This is the story of how success happens. It is told through the lives of one composite American couple, Harold and Erica—how they grow, push forward, are pulled back, fail, and succeed. Distilling a vast array of information into these two vividly realized characters, Brooks illustrates a fundamental new understanding of human nature. A scientific revolution has occurred—we have learned more about the human brain in the last thirty years than we had in the previous three thousand. The unconscious mind, it turns out, is most of the mind—not a dark, vestigial place but a creative and enchanted one, where most of the brain’s work gets done. This is the realm of emotions, intuitions, biases, longings, genetic predispositions, personality traits, and social norms: the realm where character is formed and where our most important life decisions are made.

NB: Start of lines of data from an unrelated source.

PR #2141, opened 2026-09-19
[layout] Batch the LW-DETR Hungarian matching and loss across all prediction sets

fercho1999leon:
## What

`LWDETR.forward` called `compute_loss` once per (group, prediction set): 13 groups × (final decoder layer + auxiliary decoder layers + encoder proposals) = 52 calls per training step. Each call copied every sample's cost matrix to the host for `linear_sum_assignment` and re-uploaded the targets, i.e. ~200 device synchronizations per step during which the GPU sits idle.

This PR stacks all prediction sets into `(S, B, Q, ...)` tensors, computes the matching costs of every (set, sample) pair on the device in one pass, copies them to the host **once**, solves the (tiny) assignment problems on the CPU and sends the matched indices back in a single transfer. The matched pairs are then scored with vectorized operations (IA-BCE, L1, ProbIoU) exactly as before.

- `compute_loss` keeps its public signature and now delegates to `_compute_sets_loss` (S = 1).
- `_pad_targets` builds the padded target tensors with one host-to-device transfer.
- Behaviour is identical: all sets were already weighted `1 / group_detr` and normalized by the same `num_boxes`, so the batched sum equals the previous sum of per-set losses up to float summation order.

## Numbers

| | before | after |
|---|---|---|
| loss + backward of the loss block, batch 4, 52 sets (Apple M-series, MPS) | 434 ms | 13 ms |
| full epoch, 589 images at 768 px, batch 8, bf16, Colab L4 | 3.1 min (3 img/s, inference ran at 17 img/s) | 1.1 min |
| loss / gradient relative difference on a fixed batch | – | 6e-8 / 7e-10 |

## Tests
- `test_lw_detr_batched_loss_matches_per_set`: batched loss and gradients equal the sum of the per-set `compute_loss` calls on a batch with a missing class and an empty image.
- Existing `lw_detr_s` model/zoo tests pass; `ruff check` and `mypy doctr/` unchanged.


doctr/models/layout/lw_detr/pytorch.py
```diff
@@ -650,90 +642,146 @@ def compute_loss(
...
+            for s in range(n_sets):
+                q_ind, t_ind = linear_sum_assignment(cost[s, b, :, :n])
+                set_idx.append(np.full_like(q_ind, s))
+                batch_idx.append(np.full_like(q_ind, b))
+                query_idx.append(q_ind)
+                tgt_idx.append(t_ind)
+        if set_idx:
+            index = torch.from_numpy(np.stack([np.concatenate(i) for i in (set_idx, batch_idx, query_idx, tgt_idx)]))
+            index = index.to(device, dtype=torch.long)  # one transfer for every matched pair
+            s_i, b_i, q_i, t_i = index
```
felixdittrich92: Please use more meaningful names set_idx, batch_idx, and so on

felixdittrich92 (changes requested):
Thanks for the PR @fercho1999leon 👍 

This change will increase the peak memory - would be good to have a comparision between main and your modifications same for a small seeded iteration that the loss does not shift.

fercho1999leon:
Thanks for the review @felixdittrich92! Both points addressed:

**Naming**: the matched index arrays are now `matched_set_ids` / `matched_sample_ids` / `matched_query_ids` / `matched_target_ids` (host side) and `set_ids` / `sample_ids` / `query_ids_t` / `target_ids_t` (device side), with a comment explaining the gather. Rebased on `main`.

**Memory and seeded comparison** (`lw_detr_s`, 6 classes, batch 4, 512 px, one empty image in the batch, 5 AdamW steps with the same seed, same script run against `main` and this branch):

| | `main` | this PR |
|---|---|---|
| losses, steps 1-5 | 14.579844, 14.527025, 14.457556, 14.398611, 14.409478 | 14.579844, 14.527027, 14.457555, 14.398612, 14.409481 |
| peak allocated device memory (MPS, `torch.mps.current_allocated_memory()` sampled after forward and after backward) | 2967 MB | 2966 MB |
| 5 steps, CPU (Apple M3) | 11.7 s | 10.8 s |

The losses differ only in the 6th decimal (float summation order; gradients match to ~1e-9 in the added unit test). On the memory side the extra tensors are the stacked `(S, B, Q, C)` logits / `(S, B, Q, 6)` boxes and the `(S, B, Q, Nmax)` cost: with S = 52, B = 4, Q = 195, C = 6, Nmax = 6 that is under 5 MB in float32, which is why the peak is unchanged relative to the backbone/decoder activations. The per-set intermediates the old code kept alive for backward (one `prob` / `pos_weights` / `neg_weights` per set) are the same ones the batched version keeps, just contiguous.

Peak RSS on CPU varies by ±400 MB between identical runs on this machine, so I did not include it; happy to add a CUDA `max_memory_allocated` number if you prefer that one.

fercho1999leon:
CUDA numbers as promised (Colab **NVIDIA L4**, `lw_detr_s`, 6 classes, batch 4, 768 px, one empty image in the batch, 10 AdamW steps, same seed, same script against `main` and this branch):

| | `main` | this PR |
|---|---|---|
| `torch.cuda.max_memory_allocated()` | 8407 MB | **8407 MB** |
| `torch.cuda.max_memory_reserved()` | 10828 MB | 10830 MB |
| 10 training steps | 13.05 s (12.93 s, 12.42 s on reruns) | **5.58 s** (5.69 s) |
| loss, step 1 | 14.551973 | 14.551972 |

So the peak memory is unchanged and the step is 2.3x faster end to end on this GPU.

On the seeded trajectory: step 1 matches to 1e-6, then the runs drift apart in the 2nd-3rd decimal (step 2: 14.630 vs 14.643). That drift is GPU non-determinism, not the loss change: three runs of **`main`** itself give 14.630 / 14.620 / 14.622 at step 2 and 14.518 / 14.541 / 14.533 at step 3, i.e. the same spread. On CPU, where the kernels are deterministic, the 5-step trajectories of `main` and this branch match to 1e-6 (previous comment), and the unit test checks loss and gradients at 1e-5 / 1e-4 tolerance.

felixdittrich92 (approved):
LGTM Thanks 👍

PR #2142, opened 2026-09-19
[references] Device selection, bfloat16 AMP, checkpoint sidecar and small fixes for the detection and layout training scripts

fercho1999leon:
## What

Quality-of-life changes to `references/detection/train.py` and `references/layout/train.py`, found while training on Apple Silicon, Windows and Colab:

- **`--device`** accepts a CUDA index, `cuda:N`, `mps` or `cpu` (default: CUDA, then MPS, then CPU). Tensors follow the model device instead of hard-coded `.cuda()`; `pin_memory` and cudnn benchmark only on CUDA; `--amp` is refused off CUDA with a clear message. (`resolve_device` lives in each script's `utils.py`.)
- **`--amp-dtype {float16,bfloat16}`**: bfloat16 has the float32 range, so no `GradScaler` is needed and the LW-DETR Hungarian matching no longer overflows (with float16 the cost matrix contained `inf` and `linear_sum_assignment` raised `matrix contains invalid numeric entries`).
- **`--no-hflip`** to disable the horizontal flip augmentation (mirrored text is misleading when the classes are semantic regions whose position matters).
- **Checkpoint sidecar**: every `<name>.pt` is written with a `<name>.json` holding the architecture, ordered class names, input size, dataset hashes, git revision, versions and the full argument list, so a checkpoint can be reloaded for inference (e.g. with the right `class_names`) without remembering how it was trained. `output_dir` is created if missing (the scripts used to crash at the first save).
- The identity augmentation is a module-level function: `lambda x: x` could not be pickled by DataLoader workers under the `spawn` start method (macOS / Windows), so `-j > 0` failed there.
- Layout: **`--labels-name`** to pick another label file inside the split folders.

Both scripts were smoke-trained for one epoch on MPS (`db_mobilenet_v3_large`, `lw_detr_s`); the CUDA/DDP paths are unchanged apart from the device plumbing. READMEs updated.


felixdittrich92:
Hi @fercho1999leon :wave:,

Thanks for the PR :+1: 

We should split this into several PRs:

1. a PR with the device / amp assignment which applies to every train / val script in the `references` subfolders (not only detection and layout)

2. a PR (also in every training script) which saves useful metadata besides the checkpoints - also a short documentation part should be added to each README in the references subfolders

3. an PR to fix the following bug (The identity augmentation is a module-level function: lambda x: x could not be pickled by DataLoader workers under the spawn start method (macOS / Windows), so -j > 0 failed there.)

4. first an issue about the training configuration (something like `--no-hflip` is not really useful this way and requires additional documentation) - something we could think about is per task a .yaml configuration file which contains the whole config to avoid adding more and more CLI args - but I would like to discuss this first via issue :smiley:

fercho1999leon:
Thanks @felixdittrich92, agreed on all four points. Splitting it up:

1. device / AMP for every `references` script: next PR (this one will be closed once it is up).
2. checkpoint metadata for every script + README sections: separate PR after 1.
3. the picklable identity augmentation: #2148 (also fixes `references/table/train.py`, which has the same lambda).
4. training configuration: opened #2149 with a proposal for a per-task YAML config and `--set key=value` overrides; `--no-hflip` and the augmentation switches would live there instead of as flags.

I'll close this PR when 1 and 2 are open so the discussion stays in one place per topic.

fercho1999leon:
Closing in favour of the split: #2150 (device / AMP for every training and evaluation script), #2148 (picklable identity augmentation, merged path), #2149 (training configuration discussion). The checkpoint metadata part will come as its own PR.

The natural habitat of The Social Animal.
 

Drawing on a wealth of current research from numerous disciplines, Brooks takes Harold and Erica from infancy to school; from the “odyssey years” that have come to define young adulthood to the high walls of poverty; from the nature of attachment, love, and commitment, to the nature of effective leadership. He reveals the deeply social aspect of our very minds and exposes the bias in modern culture that overemphasizes rationalism, individualism, and IQ. Along the way, he demolishes conventional definitions of success while looking toward a culture based on trust and humility.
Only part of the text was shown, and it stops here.